= What to produce =
Print out the records below with nothing altered.

= Data in this exercise =
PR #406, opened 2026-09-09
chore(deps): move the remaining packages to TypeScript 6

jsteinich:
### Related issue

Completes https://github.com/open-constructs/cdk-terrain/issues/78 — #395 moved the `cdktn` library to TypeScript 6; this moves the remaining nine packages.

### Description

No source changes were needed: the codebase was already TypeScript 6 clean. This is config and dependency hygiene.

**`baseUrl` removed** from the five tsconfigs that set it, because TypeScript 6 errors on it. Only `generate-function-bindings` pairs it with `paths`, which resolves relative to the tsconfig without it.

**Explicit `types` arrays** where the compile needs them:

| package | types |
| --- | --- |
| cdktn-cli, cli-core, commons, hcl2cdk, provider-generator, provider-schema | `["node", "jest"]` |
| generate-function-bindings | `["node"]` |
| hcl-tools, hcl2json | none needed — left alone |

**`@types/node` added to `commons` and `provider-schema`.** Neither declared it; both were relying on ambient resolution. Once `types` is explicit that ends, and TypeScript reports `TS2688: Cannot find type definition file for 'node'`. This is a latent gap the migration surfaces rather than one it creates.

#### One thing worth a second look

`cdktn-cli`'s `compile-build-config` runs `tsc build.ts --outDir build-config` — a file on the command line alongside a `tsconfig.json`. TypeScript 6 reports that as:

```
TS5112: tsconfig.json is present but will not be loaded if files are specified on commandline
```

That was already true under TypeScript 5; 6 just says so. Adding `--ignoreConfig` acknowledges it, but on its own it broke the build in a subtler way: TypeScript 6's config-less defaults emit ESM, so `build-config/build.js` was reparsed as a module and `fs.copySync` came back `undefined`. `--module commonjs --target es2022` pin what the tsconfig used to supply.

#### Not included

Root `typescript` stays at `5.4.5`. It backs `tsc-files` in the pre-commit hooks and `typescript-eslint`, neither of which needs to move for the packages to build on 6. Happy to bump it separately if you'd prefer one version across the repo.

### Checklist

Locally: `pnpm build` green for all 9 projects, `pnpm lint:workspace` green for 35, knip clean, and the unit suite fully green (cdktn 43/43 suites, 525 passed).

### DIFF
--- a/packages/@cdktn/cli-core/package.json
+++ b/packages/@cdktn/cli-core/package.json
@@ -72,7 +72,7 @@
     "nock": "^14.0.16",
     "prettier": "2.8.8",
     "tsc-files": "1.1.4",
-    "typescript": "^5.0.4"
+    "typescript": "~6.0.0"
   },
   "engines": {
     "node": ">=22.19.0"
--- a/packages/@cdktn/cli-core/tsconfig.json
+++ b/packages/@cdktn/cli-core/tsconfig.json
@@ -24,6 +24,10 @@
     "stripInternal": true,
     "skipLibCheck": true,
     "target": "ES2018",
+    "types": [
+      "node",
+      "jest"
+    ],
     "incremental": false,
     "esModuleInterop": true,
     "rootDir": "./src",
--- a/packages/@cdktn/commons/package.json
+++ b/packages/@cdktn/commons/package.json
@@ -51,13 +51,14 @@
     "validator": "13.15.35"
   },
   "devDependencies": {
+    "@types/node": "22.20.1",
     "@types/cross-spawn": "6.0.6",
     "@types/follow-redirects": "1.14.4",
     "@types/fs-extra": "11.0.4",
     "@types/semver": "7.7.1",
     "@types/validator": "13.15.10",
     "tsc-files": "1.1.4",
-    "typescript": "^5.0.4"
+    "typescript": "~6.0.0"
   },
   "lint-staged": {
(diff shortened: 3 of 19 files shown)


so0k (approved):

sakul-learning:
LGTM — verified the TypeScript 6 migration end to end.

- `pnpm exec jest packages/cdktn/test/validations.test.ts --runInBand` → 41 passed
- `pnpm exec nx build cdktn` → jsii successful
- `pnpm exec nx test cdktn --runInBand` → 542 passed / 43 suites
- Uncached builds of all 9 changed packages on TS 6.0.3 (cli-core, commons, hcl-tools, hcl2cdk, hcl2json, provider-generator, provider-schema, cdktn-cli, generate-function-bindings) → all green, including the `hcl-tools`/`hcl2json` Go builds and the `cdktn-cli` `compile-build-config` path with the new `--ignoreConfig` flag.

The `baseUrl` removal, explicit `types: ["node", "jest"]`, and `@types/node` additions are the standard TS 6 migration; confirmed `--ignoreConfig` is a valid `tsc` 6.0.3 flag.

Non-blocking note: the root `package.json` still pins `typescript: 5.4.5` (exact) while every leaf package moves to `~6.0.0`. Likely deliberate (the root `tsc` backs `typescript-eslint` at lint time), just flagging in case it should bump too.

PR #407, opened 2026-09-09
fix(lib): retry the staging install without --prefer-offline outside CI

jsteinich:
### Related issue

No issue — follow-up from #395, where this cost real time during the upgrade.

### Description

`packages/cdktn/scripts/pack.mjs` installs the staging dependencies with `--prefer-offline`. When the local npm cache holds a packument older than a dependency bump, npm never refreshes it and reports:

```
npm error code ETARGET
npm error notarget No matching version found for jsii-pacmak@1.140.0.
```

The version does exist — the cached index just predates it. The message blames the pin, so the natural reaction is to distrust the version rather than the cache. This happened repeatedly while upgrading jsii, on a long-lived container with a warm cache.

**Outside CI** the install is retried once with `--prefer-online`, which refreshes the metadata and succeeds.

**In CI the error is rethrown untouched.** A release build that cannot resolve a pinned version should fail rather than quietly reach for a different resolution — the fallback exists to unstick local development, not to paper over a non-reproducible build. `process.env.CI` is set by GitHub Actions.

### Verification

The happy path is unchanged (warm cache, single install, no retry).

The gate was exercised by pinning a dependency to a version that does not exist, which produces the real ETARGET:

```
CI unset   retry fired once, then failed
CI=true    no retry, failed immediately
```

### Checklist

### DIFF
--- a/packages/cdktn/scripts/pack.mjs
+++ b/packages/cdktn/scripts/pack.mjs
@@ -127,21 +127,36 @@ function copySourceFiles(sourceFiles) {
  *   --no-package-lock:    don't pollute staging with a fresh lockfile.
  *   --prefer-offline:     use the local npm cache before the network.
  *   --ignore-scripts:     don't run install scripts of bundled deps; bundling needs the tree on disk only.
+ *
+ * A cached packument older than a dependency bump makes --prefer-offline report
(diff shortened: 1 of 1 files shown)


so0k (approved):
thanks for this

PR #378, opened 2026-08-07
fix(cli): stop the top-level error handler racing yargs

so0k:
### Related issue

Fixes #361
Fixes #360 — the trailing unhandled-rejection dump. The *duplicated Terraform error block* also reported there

= Answer section =
PR #406, opened 2026-09-09
chore(deps): move the remaining packages to TypeScript 6

jsteinich:
### Related issue

Completes https://github.com/open-constructs/cdk-terrain/issues/78 — #395 moved the `cdktn` library to TypeScript 6; this moves the remaining nine packages.

### Description

No source changes were needed: the codebase was already TypeScript 6 clean. This is config and dependency hygiene.

**`baseUrl` removed** from the five tsconfigs that set it, because TypeScript 6 errors on it. Only `generate-function-bindings` pairs it with `paths`, which resolves relative to the tsconfig without it.

**Explicit `types` arrays** where the compile needs them:

| package | types |
| --- | --- |
| cdktn-cli, cli-core, commons, hcl2cdk, provider-generator, provider-schema | `["node", "jest"]` |
| generate-function-bindings | `["node"]` |
| hcl-tools, hcl2json | none needed — left alone |

**`@types/node` added to `commons` and `provider-schema`.** Neither declared it; both were relying on ambient resolution. Once `types` is explicit that ends, and TypeScript reports `TS2688: Cannot find type definition file for 'node'`. This is a latent gap the migration surfaces rather than one it creates.

#### One thing worth a second look

`cdktn-cli`'s `compile-build-config` runs `tsc build.ts --outDir build-config` — a file on the command line alongside a `tsconfig.json`. TypeScript 6 reports that as:

```
TS5112: tsconfig.json is present but will not be loaded if files are specified on commandline
```

That was already true under TypeScript 5; 6 just says so. Adding `--ignoreConfig` acknowledges it, but on its own it broke the build in a subtler way: TypeScript 6's config-less defaults emit ESM, so `build-config/build.js` was reparsed as a module and `fs.copySync` came back `undefined`. `--module commonjs --target es2022` pin what the tsconfig used to supply.

#### Not included

Root `typescript` stays at `5.4.5`. It backs `tsc-files` in the pre-commit hooks and `typescript-eslint`, neither of which needs to move for the packages to build on 6. Happy to bump it separately if you'd prefer one version across the repo.

### Checklist

Locally: `pnpm build` green for all 9 projects, `pnpm lint:workspace` green for 35, knip clean, and the unit suite fully green (cdktn 43/43 suites, 525 passed).

### DIFF
--- a/packages/@cdktn/cli-core/package.json
+++ b/packages/@cdktn/cli-core/package.json
@@ -72,7 +72,7 @@
     "nock": "^14.0.16",
     "prettier": "2.8.8",
     "tsc-files": "1.1.4",
-    "typescript": "^5.0.4"
+    "typescript": "~6.0.0"
   },
   "engines": {
     "node": ">=22.19.0"
--- a/packages/@cdktn/cli-core/tsconfig.json
+++ b/packages/@cdktn/cli-core/tsconfig.json
@@ -24,6 +24,10 @@
     "stripInternal": true,
     "skipLibCheck": true,
     "target": "ES2018",
+    "types": [
+      "node",
+      "jest"
+    ],
     "incremental": false,
     "esModuleInterop": true,
     "rootDir": "./src",
--- a/packages/@cdktn/commons/package.json
+++ b/packages/@cdktn/commons/package.json
@@ -51,13 +51,14 @@
     "validator": "13.15.35"
   },
   "devDependencies": {
+    "@types/node": "22.20.1",
     "@types/cross-spawn": "6.0.6",
     "@types/follow-redirects": "1.14.4",
     "@types/fs-extra": "11.0.4",
     "@types/semver": "7.7.1",
     "@types/validator": "13.15.10",
     "tsc-files": "1.1.4",
-    "typescript": "^5.0.4"
+    "typescript": "~6.0.0"
   },
   "lint-staged": {
(diff shortened: 3 of 19 files shown)


so0k (approved):

sakul-learning:
LGTM — verified the TypeScript 6 migration end to end.

- `pnpm exec jest packages/cdktn/test/validations.test.ts --runInBand` → 41 passed
- `pnpm exec nx build cdktn` → jsii successful
- `pnpm exec nx test cdktn --runInBand` → 542 passed / 43 suites
- Uncached builds of all 9 changed packages on TS 6.0.3 (cli-core, commons, hcl-tools, hcl2cdk, hcl2json, provider-generator, provider-schema, cdktn-cli, generate-function-bindings) → all green, including the `hcl-tools`/`hcl2json` Go builds and the `cdktn-cli` `compile-build-config` path with the new `--ignoreConfig` flag.

The `baseUrl` removal, explicit `types: ["node", "jest"]`, and `@types/node` additions are the standard TS 6 migration; confirmed `--ignoreConfig` is a valid `tsc` 6.0.3 flag.

Non-blocking note: the root `package.json` still pins `typescript: 5.4.5` (exact) while every leaf package moves to `~6.0.0`. Likely deliberate (the root `tsc` backs `typescript-eslint` at lint time), just flagging in case it should bump too.

PR #407, opened 2026-09-09
fix(lib): retry the staging install without --prefer-offline outside CI

jsteinich:
### Related issue

No issue — follow-up from #395, where this cost real time during the upgrade.

### Description

`packages/cdktn/scripts/pack.mjs` installs the staging dependencies with `--prefer-offline`. When the local npm cache holds a packument older than a dependency bump, npm never refreshes it and reports:

```
npm error code ETARGET
npm error notarget No matching version found for jsii-pacmak@1.140.0.
```

The version does exist — the cached index just predates it. The message blames the pin, so the natural reaction is to distrust the version rather than the cache. This happened repeatedly while upgrading jsii, on a long-lived container with a warm cache.

**Outside CI** the install is retried once with `--prefer-online`, which refreshes the metadata and succeeds.

**In CI the error is rethrown untouched.** A release build that cannot resolve a pinned version should fail rather than quietly reach for a different resolution — the fallback exists to unstick local development, not to paper over a non-reproducible build. `process.env.CI` is set by GitHub Actions.

### Verification

The happy path is unchanged (warm cache, single install, no retry).

The gate was exercised by pinning a dependency to a version that does not exist, which produces the real ETARGET:

```
CI unset   retry fired once, then failed
CI=true    no retry, failed immediately
```

### Checklist

### DIFF
--- a/packages/cdktn/scripts/pack.mjs
+++ b/packages/cdktn/scripts/pack.mjs
@@ -127,21 +127,36 @@ function copySourceFiles(sourceFiles) {
  *   --no-package-lock:    don't pollute staging with a fresh lockfile.
  *   --prefer-offline:     use the local npm cache before the network.
  *   --ignore-scripts:     don't run install scripts of bundled deps; bundling needs the tree on disk only.
+ *
+ * A cached packument older than a dependency bump makes --prefer-offline report
(diff shortened: 1 of 1 files shown)


so0k (approved):
thanks for this

PR #378, opened 2026-08-07
fix(cli): stop the top-level error handler racing yargs

so0k:
### Related issue

Fixes #361
Fixes #360 — the trailing unhandled-rejection dump. The *duplicated Terraform error block* also reported there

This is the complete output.